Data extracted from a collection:

□ □ □ □ □

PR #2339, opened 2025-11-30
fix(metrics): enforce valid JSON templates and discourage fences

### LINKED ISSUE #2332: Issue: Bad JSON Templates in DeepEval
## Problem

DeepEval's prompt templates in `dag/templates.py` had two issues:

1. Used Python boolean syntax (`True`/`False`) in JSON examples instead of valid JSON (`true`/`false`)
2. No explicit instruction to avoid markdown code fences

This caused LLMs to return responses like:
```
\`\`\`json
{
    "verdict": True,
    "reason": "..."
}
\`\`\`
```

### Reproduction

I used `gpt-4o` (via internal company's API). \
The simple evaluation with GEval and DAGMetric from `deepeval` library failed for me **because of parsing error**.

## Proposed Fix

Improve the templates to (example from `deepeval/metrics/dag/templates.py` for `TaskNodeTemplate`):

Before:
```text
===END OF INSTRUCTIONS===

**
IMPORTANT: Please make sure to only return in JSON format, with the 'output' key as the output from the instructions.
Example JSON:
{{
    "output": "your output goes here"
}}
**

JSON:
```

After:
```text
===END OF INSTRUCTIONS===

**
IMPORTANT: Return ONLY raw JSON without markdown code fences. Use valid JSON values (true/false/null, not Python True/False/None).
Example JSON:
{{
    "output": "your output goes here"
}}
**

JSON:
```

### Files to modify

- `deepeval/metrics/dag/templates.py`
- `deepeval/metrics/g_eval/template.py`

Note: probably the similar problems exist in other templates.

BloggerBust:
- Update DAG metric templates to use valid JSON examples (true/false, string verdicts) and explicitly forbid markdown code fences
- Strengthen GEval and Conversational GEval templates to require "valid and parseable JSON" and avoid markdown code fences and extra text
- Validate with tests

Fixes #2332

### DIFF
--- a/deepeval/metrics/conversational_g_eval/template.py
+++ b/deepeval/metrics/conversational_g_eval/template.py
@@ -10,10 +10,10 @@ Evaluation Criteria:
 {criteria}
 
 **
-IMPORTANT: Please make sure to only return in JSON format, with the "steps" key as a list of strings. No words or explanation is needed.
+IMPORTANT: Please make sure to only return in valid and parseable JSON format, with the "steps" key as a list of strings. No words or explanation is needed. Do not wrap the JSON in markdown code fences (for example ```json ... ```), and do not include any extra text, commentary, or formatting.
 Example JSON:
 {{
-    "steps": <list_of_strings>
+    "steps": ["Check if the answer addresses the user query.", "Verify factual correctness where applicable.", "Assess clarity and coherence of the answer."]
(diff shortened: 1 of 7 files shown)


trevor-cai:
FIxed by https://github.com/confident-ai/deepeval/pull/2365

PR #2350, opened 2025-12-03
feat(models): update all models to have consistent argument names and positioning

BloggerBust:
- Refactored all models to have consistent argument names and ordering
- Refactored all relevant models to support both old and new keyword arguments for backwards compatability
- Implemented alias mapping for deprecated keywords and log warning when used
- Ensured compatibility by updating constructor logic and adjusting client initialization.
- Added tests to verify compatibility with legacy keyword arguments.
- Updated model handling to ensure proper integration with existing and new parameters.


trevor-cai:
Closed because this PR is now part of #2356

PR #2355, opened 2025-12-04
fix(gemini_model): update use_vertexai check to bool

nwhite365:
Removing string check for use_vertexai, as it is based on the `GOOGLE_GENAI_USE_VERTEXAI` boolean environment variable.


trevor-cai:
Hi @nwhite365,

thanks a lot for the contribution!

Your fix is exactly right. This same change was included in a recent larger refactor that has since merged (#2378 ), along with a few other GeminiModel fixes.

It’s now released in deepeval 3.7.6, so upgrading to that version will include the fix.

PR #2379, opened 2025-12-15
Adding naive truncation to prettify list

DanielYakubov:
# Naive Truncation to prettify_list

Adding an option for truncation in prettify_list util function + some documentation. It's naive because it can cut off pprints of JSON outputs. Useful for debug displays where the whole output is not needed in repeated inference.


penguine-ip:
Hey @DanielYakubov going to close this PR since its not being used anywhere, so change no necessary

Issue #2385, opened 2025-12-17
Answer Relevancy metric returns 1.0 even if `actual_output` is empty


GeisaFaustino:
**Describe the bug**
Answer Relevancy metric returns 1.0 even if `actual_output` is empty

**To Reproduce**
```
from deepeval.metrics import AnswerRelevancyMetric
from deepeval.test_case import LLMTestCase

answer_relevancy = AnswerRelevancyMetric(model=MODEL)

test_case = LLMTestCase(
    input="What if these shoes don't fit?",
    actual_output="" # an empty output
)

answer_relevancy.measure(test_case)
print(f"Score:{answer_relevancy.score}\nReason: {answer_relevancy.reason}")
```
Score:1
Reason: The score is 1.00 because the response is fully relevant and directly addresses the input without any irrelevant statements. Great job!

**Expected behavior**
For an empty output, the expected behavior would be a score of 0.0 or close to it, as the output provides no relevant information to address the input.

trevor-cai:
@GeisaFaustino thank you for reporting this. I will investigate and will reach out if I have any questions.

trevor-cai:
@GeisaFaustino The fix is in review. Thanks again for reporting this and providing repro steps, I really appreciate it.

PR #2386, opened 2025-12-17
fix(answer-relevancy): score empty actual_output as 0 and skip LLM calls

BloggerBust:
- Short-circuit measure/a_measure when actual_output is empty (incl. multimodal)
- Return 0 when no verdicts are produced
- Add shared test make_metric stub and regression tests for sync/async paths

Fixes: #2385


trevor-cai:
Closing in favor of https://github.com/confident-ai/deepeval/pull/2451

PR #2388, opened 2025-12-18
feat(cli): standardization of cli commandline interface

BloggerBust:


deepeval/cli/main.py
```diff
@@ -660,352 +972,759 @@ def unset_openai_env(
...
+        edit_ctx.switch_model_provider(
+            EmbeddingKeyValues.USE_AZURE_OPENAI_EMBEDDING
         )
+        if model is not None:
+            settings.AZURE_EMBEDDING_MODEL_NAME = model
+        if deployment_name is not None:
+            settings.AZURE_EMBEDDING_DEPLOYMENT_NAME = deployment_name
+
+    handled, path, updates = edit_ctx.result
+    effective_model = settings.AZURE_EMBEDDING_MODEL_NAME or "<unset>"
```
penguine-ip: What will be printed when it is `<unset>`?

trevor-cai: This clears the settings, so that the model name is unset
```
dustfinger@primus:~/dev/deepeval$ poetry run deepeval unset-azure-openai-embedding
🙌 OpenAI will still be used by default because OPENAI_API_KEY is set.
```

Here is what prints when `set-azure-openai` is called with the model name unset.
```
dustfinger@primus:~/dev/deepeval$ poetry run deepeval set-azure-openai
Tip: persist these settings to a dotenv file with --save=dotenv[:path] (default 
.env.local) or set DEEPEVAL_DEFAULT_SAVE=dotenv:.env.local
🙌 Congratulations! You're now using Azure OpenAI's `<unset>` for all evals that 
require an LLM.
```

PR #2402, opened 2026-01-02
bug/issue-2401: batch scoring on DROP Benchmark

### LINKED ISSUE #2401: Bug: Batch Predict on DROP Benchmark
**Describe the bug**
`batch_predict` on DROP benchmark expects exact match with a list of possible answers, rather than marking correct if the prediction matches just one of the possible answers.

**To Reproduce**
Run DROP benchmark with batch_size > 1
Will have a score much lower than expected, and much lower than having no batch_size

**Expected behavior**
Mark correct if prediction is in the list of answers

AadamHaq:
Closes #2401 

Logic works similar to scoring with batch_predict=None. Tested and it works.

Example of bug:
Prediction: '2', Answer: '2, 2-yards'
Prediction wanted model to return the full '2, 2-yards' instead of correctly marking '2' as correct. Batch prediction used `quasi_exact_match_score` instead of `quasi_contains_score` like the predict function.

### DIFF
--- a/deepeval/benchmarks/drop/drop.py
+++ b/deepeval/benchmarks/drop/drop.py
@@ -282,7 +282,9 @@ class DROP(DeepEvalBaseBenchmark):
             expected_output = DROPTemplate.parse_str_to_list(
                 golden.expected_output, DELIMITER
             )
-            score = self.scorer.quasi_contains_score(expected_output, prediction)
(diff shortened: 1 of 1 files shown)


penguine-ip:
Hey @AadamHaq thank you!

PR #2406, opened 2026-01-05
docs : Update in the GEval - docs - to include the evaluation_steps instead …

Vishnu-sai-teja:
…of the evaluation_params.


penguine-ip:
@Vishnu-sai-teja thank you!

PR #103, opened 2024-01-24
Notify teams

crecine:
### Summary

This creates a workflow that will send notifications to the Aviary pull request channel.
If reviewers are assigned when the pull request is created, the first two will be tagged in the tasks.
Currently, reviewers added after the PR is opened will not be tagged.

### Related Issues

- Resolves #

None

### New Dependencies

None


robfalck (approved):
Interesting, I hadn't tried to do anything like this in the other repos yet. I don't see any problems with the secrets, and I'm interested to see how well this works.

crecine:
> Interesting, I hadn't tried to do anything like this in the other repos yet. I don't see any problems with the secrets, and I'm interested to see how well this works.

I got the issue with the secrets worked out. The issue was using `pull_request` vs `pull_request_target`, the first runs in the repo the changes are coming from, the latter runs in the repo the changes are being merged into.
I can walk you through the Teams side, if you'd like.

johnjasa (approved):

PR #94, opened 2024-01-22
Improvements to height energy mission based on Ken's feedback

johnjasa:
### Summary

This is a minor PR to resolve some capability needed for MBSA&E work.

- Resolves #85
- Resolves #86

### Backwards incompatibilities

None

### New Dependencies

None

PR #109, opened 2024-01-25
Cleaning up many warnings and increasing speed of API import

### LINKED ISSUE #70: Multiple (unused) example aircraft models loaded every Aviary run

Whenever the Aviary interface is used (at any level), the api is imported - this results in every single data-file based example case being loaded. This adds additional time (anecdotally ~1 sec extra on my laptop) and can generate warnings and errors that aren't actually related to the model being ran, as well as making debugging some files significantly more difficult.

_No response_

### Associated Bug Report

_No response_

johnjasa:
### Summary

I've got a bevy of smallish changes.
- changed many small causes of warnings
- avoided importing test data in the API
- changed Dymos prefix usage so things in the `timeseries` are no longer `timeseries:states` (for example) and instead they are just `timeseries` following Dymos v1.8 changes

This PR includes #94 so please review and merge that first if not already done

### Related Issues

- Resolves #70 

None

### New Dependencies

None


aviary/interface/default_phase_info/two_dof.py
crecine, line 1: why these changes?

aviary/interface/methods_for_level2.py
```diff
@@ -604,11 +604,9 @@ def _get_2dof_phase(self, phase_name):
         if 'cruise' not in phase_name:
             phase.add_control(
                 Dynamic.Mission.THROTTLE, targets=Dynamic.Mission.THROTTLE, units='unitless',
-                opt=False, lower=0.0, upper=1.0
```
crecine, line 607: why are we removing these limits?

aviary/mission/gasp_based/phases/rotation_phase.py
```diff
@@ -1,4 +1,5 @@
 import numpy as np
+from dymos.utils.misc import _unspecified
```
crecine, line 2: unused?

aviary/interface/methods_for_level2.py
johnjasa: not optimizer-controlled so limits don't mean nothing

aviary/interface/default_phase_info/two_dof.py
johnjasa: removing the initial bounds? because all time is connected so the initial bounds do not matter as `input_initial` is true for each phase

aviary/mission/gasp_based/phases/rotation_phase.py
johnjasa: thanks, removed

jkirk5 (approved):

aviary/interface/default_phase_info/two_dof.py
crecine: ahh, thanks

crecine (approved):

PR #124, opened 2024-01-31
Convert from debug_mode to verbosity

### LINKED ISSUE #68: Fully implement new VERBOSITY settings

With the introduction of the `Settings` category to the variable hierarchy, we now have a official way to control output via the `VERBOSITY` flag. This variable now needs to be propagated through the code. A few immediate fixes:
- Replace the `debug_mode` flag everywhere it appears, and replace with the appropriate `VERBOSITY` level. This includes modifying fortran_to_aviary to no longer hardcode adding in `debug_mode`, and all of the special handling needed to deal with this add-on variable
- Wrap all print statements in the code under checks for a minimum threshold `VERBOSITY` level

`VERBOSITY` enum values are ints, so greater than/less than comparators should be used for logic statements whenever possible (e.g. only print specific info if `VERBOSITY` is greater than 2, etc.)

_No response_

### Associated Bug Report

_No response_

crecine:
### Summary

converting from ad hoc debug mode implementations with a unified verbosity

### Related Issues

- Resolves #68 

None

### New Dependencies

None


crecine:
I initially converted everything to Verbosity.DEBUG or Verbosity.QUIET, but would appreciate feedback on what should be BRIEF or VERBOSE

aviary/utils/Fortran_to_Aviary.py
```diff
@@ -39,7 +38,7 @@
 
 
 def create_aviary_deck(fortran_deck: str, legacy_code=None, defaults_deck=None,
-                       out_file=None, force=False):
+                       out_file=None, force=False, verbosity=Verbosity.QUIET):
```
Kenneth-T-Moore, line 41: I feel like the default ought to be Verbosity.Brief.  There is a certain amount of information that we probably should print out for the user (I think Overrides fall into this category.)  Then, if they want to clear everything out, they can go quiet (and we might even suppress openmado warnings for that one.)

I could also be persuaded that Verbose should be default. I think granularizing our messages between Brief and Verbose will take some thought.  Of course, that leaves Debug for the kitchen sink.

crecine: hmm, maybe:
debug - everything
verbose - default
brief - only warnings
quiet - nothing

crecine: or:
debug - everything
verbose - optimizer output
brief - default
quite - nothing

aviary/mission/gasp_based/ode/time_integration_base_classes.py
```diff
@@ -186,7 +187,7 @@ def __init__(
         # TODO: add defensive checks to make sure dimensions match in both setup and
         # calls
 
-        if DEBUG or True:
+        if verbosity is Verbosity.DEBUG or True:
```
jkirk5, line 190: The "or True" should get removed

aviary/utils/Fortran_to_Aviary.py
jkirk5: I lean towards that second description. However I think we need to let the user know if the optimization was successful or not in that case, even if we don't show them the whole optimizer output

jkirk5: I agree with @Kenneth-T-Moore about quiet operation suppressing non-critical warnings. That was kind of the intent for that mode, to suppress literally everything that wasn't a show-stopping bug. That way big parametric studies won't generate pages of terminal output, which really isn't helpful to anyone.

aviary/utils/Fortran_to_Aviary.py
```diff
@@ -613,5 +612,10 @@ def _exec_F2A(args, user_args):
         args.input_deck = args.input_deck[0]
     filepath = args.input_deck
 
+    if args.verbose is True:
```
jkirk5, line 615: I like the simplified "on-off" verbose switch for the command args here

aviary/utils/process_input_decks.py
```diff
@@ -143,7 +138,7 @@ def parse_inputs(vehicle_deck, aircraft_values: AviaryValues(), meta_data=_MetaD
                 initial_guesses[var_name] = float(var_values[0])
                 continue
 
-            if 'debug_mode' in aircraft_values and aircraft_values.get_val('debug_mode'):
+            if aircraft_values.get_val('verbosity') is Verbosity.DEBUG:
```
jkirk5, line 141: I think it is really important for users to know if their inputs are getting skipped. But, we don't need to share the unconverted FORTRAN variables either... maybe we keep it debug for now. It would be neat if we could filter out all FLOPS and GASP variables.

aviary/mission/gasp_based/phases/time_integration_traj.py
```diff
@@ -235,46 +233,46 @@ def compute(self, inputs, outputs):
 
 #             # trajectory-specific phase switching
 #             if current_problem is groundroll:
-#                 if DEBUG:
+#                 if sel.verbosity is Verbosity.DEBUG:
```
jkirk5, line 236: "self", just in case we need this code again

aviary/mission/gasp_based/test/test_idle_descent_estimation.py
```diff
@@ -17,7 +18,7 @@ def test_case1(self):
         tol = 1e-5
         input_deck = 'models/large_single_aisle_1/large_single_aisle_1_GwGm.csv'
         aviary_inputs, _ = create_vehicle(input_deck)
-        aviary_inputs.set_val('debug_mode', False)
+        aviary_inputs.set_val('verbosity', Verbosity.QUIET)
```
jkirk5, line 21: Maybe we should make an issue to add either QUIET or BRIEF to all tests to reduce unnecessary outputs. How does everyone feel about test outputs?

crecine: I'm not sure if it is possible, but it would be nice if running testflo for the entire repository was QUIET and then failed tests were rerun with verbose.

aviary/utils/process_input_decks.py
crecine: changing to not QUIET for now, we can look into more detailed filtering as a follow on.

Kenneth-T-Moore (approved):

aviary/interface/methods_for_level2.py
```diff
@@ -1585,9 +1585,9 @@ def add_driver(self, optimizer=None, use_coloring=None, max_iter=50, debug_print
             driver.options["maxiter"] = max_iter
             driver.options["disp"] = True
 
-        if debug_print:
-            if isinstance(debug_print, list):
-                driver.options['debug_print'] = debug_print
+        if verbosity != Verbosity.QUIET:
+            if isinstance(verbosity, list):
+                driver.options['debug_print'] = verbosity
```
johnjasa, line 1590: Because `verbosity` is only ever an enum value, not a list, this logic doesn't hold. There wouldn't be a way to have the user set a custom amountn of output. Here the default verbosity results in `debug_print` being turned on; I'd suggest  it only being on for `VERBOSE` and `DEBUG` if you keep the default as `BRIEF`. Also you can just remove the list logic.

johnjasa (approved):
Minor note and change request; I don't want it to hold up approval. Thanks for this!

□ □ □ □ □

*EXERCISE AIM*: The required output is the set of lines from the first line of the data through the line that contains "company's API). \", transcribed exactly.

*OUTPUT FOR THIS TASK*:
PR #2339, opened 2025-11-30
fix(metrics): enforce valid JSON templates and discourage fences

### LINKED ISSUE #2332: Issue: Bad JSON Templates in DeepEval
## Problem

DeepEval's prompt templates in `dag/templates.py` had two issues:

1. Used Python boolean syntax (`True`/`False`) in JSON examples instead of valid JSON (`true`/`false`)
2. No explicit instruction to avoid markdown code fences

This caused LLMs to return responses like:
```
\`\`\`json
{
    "verdict": True,
    "reason": "..."
}
\`\`\`
```

### Reproduction

I used `gpt-4o` (via internal company's API). \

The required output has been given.